Your objective: Scan the entries for the word "keep", and copy every line where it appears.

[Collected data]

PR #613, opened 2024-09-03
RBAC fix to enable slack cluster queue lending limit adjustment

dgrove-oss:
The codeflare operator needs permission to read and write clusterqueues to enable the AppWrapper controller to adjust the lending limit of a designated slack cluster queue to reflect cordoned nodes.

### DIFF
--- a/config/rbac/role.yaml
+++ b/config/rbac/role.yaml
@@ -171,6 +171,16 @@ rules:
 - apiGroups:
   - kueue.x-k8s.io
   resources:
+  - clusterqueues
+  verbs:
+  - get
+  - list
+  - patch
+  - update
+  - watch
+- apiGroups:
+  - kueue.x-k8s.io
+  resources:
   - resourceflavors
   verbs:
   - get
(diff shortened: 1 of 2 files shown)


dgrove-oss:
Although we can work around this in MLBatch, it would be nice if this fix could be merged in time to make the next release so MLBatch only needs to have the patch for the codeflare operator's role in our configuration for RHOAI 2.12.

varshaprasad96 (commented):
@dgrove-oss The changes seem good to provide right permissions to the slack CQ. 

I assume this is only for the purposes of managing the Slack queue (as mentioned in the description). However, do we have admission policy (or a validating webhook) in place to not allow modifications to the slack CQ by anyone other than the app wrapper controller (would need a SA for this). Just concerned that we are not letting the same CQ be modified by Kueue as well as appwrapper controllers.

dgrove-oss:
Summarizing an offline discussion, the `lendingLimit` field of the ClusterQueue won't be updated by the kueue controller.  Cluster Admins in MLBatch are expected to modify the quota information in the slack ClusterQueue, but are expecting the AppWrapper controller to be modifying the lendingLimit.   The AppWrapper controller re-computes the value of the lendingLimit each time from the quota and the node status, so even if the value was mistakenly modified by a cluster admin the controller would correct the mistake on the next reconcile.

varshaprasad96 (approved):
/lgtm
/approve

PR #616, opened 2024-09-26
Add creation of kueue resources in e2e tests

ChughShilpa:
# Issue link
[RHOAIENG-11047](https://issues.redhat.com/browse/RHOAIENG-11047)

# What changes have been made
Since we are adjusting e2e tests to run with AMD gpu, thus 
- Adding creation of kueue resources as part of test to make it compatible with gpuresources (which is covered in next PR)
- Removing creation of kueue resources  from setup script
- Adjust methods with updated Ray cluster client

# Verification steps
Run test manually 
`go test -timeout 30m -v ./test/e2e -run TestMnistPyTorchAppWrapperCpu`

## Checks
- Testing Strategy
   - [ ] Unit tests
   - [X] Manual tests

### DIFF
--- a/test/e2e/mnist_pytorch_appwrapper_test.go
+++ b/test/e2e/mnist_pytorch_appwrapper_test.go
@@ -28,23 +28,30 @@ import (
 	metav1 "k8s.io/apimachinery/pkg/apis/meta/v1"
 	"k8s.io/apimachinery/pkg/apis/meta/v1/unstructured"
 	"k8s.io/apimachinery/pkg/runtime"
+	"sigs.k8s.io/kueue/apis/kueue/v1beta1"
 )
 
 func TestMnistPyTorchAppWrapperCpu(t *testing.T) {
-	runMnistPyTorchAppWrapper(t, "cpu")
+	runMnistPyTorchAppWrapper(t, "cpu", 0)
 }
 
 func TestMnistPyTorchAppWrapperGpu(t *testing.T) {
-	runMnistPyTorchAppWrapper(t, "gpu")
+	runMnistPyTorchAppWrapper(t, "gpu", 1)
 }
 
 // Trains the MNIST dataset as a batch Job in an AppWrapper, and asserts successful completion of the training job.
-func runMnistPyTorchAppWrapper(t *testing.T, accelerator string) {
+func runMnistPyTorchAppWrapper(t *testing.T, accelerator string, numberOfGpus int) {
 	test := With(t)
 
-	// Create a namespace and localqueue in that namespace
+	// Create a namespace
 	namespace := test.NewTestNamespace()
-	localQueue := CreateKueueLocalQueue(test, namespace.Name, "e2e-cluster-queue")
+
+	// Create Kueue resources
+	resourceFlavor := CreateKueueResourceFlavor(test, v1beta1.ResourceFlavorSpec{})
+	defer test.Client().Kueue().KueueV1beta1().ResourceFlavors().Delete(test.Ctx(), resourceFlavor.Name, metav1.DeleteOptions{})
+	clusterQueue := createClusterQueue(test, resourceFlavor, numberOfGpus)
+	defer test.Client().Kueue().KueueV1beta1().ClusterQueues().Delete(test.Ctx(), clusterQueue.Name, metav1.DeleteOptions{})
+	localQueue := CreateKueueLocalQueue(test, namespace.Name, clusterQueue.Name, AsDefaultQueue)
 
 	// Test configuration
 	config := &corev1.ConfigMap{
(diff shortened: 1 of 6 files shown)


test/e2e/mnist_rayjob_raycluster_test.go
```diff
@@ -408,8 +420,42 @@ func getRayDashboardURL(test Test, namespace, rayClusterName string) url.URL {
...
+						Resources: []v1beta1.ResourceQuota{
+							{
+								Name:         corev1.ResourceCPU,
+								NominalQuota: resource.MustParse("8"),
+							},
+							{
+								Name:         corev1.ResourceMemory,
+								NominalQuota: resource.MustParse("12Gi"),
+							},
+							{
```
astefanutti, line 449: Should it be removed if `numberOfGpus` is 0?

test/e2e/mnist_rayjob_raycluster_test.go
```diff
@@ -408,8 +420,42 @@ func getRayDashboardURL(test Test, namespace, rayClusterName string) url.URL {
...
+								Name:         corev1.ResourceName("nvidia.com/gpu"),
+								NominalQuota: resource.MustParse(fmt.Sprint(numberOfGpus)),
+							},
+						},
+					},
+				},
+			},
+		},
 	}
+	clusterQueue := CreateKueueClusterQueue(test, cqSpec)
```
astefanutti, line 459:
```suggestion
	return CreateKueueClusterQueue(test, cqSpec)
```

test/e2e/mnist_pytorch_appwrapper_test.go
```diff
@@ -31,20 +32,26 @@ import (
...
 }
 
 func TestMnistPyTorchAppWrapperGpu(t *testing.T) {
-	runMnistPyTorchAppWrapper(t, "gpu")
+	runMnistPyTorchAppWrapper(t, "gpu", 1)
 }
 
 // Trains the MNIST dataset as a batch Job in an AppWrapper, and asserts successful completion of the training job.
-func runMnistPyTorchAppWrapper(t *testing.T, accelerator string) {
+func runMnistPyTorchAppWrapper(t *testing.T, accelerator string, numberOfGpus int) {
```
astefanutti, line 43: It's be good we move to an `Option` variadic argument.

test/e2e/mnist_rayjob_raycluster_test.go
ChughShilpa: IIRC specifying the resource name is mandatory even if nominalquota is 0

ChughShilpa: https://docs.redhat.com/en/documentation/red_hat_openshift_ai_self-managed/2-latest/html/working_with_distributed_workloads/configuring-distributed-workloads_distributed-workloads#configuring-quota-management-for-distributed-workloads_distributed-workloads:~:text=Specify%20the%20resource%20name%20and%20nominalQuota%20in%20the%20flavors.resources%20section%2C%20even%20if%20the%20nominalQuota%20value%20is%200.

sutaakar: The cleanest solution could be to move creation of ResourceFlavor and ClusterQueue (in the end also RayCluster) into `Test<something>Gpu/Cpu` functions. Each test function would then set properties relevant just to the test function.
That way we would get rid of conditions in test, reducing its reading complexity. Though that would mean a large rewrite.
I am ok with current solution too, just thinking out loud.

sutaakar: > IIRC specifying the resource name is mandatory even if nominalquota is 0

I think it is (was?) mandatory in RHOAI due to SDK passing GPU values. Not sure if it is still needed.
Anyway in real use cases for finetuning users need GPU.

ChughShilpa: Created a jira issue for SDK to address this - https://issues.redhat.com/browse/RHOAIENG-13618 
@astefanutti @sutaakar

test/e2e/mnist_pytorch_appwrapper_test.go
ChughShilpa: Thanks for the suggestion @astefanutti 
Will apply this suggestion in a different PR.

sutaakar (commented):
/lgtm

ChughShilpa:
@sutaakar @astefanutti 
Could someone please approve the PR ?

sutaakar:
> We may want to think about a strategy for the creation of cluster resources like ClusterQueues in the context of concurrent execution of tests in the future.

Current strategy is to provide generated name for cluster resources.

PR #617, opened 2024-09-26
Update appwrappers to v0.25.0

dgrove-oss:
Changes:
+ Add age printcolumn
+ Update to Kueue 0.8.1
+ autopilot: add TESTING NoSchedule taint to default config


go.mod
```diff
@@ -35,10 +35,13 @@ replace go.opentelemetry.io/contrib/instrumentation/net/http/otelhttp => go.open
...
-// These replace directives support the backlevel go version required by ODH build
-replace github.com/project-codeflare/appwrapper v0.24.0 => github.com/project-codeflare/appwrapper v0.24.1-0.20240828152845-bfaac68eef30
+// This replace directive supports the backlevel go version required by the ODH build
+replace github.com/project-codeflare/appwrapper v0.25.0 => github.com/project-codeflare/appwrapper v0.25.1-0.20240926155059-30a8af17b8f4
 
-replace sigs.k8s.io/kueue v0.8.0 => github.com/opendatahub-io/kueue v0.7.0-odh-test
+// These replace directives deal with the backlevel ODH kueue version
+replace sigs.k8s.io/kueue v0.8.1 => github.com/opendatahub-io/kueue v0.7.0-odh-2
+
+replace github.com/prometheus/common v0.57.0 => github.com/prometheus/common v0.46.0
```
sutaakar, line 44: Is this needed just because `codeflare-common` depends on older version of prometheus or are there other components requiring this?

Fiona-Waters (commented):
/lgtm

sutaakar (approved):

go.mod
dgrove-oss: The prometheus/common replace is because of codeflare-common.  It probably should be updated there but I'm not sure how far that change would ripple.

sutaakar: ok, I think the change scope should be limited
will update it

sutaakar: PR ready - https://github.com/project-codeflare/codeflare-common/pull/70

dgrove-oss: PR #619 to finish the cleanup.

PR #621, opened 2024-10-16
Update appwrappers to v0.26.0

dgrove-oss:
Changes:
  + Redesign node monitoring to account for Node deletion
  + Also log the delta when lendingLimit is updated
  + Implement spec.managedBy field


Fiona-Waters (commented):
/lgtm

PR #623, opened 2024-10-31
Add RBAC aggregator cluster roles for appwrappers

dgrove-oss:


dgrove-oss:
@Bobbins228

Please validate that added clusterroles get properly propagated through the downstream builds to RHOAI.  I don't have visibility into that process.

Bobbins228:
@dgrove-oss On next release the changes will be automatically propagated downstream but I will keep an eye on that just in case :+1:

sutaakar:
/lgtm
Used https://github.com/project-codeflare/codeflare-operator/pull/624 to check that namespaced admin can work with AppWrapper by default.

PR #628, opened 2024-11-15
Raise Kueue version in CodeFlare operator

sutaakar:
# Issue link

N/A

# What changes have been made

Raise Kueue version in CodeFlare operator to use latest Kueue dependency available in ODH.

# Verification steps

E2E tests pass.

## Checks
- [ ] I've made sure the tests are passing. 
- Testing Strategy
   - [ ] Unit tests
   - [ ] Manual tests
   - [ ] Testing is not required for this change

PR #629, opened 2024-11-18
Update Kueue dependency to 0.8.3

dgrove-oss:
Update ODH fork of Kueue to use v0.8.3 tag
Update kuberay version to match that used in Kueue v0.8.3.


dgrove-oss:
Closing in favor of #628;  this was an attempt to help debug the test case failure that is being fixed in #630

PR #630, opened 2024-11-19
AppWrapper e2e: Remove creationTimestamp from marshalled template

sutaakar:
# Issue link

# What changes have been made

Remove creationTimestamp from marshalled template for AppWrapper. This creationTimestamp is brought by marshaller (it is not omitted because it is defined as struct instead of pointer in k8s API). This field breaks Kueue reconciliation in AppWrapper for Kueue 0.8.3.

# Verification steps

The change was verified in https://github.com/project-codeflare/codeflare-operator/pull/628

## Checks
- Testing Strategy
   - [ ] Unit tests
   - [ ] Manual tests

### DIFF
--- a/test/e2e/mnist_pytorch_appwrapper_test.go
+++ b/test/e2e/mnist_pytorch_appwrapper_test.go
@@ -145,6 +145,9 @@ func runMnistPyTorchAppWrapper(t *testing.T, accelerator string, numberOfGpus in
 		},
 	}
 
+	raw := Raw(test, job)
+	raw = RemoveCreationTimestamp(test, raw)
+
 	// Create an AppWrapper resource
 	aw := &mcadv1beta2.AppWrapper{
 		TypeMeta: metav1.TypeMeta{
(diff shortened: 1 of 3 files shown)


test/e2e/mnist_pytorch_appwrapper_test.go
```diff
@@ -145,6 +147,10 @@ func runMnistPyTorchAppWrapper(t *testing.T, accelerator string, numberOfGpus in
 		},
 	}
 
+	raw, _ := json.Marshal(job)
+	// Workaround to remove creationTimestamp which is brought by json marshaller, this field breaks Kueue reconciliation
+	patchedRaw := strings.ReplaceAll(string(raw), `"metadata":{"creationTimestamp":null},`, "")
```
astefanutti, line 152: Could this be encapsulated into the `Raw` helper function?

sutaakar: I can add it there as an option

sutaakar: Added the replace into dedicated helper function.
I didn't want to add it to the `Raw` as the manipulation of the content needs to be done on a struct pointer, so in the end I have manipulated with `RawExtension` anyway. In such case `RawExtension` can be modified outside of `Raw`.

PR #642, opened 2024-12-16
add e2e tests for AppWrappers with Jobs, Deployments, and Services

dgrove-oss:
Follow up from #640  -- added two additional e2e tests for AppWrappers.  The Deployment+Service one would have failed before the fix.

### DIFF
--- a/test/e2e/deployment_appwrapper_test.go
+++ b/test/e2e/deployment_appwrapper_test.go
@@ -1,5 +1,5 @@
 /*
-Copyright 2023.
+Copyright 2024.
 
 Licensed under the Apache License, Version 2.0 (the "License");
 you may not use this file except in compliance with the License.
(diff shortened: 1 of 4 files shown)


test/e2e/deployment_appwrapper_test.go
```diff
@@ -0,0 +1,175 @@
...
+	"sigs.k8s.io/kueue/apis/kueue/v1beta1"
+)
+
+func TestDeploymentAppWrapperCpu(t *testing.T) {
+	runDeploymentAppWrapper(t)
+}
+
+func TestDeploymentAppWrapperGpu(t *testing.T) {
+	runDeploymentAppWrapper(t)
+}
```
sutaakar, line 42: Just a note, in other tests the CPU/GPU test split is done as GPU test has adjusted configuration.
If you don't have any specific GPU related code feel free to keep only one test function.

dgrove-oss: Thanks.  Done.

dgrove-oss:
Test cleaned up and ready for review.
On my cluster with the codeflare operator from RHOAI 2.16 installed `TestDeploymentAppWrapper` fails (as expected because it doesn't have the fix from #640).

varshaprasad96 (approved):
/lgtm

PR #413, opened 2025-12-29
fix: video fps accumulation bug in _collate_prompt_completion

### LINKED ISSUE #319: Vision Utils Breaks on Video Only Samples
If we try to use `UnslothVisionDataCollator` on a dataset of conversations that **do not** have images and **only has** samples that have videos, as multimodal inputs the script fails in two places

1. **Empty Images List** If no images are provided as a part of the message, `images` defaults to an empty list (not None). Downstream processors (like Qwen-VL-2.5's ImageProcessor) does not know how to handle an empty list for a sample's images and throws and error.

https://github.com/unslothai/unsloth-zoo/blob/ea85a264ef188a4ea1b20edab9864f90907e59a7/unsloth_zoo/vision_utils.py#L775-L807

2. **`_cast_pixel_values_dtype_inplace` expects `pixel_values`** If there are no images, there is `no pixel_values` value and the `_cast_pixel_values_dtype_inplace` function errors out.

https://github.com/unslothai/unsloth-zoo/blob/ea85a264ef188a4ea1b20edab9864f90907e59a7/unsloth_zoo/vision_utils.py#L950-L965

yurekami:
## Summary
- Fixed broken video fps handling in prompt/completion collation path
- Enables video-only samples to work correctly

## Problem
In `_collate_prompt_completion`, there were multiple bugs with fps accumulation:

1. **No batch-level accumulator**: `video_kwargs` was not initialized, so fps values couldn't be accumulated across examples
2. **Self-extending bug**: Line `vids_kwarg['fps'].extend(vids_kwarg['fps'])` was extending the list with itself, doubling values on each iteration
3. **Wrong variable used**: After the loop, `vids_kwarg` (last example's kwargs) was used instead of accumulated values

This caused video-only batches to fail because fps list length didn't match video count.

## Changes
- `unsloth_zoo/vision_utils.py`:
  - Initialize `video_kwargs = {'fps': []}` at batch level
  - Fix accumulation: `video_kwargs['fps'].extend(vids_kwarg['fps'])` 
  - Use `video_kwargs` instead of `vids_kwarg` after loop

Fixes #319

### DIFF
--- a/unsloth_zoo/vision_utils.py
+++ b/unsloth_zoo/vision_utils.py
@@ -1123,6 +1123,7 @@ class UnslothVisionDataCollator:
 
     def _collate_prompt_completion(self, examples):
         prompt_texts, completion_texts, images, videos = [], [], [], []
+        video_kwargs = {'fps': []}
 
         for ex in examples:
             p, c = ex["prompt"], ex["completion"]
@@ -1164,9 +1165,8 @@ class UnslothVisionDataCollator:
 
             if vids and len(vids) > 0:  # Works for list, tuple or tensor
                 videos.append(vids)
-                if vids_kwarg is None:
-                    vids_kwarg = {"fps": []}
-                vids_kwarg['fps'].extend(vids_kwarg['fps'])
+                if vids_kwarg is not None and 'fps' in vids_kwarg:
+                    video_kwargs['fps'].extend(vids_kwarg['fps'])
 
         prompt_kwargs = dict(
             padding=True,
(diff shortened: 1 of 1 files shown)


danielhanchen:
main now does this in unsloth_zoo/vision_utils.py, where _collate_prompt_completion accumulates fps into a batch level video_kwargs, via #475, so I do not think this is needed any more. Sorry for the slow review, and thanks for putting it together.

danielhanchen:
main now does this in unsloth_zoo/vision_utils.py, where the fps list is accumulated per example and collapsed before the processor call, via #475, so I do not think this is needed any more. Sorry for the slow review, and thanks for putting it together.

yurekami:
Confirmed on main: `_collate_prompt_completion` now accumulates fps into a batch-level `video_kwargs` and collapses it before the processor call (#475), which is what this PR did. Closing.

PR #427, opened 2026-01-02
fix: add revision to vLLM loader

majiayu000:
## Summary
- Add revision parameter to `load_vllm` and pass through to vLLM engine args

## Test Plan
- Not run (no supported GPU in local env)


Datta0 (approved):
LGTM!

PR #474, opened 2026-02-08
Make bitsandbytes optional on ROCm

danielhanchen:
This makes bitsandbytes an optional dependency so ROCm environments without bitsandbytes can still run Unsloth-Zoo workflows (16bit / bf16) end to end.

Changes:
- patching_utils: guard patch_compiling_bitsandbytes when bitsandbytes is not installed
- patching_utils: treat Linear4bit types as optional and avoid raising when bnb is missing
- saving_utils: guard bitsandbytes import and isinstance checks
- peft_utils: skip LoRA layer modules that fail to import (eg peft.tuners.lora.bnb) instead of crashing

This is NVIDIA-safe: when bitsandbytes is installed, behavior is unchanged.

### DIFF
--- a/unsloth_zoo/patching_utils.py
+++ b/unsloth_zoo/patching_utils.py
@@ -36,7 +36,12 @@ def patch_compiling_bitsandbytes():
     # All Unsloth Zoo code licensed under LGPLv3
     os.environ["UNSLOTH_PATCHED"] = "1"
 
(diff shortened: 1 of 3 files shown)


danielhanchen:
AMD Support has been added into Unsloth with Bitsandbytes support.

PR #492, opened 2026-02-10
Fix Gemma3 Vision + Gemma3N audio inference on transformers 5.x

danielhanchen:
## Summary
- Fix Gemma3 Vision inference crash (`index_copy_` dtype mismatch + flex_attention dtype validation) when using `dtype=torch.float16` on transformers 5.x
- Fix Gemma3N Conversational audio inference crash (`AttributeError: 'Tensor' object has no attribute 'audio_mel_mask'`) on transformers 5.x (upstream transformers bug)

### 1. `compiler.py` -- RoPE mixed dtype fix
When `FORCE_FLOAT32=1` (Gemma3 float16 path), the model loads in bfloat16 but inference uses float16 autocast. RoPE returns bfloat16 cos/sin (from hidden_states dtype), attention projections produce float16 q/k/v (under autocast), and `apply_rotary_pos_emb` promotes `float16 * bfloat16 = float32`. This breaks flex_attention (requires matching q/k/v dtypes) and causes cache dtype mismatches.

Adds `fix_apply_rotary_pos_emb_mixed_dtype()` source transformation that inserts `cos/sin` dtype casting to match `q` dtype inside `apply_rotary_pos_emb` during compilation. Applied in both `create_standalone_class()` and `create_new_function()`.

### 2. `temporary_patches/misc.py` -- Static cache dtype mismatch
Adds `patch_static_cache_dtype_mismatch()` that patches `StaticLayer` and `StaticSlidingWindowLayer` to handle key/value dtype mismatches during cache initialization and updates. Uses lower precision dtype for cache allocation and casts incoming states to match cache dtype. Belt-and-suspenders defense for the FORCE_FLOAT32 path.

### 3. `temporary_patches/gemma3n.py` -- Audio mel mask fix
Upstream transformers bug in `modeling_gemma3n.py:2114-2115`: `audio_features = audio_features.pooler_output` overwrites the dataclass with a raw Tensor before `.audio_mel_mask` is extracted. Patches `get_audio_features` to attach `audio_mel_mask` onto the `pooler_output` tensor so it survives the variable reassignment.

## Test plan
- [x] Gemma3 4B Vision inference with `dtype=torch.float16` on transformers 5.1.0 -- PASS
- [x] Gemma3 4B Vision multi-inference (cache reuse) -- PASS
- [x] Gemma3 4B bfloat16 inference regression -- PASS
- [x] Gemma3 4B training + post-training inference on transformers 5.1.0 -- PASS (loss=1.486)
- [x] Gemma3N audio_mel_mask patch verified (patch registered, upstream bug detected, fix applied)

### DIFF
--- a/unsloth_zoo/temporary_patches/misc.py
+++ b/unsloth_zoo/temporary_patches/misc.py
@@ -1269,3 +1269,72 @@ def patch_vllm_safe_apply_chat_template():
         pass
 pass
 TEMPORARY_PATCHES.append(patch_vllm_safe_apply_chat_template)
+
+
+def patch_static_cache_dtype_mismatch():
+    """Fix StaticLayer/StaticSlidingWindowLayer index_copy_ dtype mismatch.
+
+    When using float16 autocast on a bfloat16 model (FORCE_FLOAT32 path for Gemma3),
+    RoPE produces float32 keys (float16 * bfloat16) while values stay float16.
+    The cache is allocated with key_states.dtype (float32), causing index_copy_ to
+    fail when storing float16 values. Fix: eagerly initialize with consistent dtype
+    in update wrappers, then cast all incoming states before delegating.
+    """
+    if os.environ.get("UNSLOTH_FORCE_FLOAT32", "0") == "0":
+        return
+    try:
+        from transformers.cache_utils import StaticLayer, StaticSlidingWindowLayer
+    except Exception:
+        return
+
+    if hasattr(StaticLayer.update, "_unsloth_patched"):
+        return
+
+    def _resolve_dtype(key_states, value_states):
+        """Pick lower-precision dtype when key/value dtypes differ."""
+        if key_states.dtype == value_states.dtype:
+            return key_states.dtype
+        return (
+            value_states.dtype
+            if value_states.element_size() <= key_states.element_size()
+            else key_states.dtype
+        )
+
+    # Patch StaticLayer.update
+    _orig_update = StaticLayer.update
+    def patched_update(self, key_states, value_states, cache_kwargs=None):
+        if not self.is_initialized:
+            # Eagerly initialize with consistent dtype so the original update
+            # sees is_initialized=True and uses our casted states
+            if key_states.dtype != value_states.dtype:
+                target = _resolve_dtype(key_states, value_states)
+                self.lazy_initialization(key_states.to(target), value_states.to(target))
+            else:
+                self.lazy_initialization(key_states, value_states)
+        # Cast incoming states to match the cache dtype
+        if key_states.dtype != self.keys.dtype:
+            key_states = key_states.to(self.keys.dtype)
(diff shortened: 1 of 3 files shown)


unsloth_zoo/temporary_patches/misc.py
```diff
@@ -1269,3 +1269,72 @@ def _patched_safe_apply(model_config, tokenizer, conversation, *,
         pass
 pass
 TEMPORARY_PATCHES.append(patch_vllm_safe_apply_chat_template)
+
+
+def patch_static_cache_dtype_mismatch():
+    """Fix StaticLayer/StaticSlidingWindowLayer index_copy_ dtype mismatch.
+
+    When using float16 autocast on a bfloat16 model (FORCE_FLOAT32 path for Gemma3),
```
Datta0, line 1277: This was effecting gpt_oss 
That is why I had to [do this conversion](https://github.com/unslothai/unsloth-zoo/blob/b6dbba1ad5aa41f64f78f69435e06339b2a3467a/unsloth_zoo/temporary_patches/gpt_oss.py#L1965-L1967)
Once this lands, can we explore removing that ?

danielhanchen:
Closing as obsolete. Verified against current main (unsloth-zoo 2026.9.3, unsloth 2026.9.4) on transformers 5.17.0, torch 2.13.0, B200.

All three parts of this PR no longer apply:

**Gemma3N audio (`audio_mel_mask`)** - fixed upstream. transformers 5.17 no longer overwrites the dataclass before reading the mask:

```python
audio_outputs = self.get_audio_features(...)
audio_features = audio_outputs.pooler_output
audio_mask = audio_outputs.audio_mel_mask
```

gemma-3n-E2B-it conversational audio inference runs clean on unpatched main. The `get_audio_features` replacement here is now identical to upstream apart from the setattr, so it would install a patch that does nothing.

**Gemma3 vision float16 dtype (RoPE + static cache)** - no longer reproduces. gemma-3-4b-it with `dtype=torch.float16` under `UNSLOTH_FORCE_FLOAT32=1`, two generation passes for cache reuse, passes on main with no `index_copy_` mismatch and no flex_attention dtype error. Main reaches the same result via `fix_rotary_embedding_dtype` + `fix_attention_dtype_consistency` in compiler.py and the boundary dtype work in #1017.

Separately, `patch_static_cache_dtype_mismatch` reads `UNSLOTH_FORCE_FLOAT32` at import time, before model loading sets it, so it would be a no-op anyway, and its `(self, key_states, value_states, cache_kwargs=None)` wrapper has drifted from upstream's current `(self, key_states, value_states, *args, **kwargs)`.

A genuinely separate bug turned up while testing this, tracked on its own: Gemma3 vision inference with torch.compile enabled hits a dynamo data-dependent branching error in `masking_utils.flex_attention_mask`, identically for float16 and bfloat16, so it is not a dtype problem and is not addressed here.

Answer below:
@dgrove-oss On next release the changes will be automatically propagated downstream but I will keep an eye on that just in case :+1:
If you don't have any specific GPU related code feel free to keep only one test function.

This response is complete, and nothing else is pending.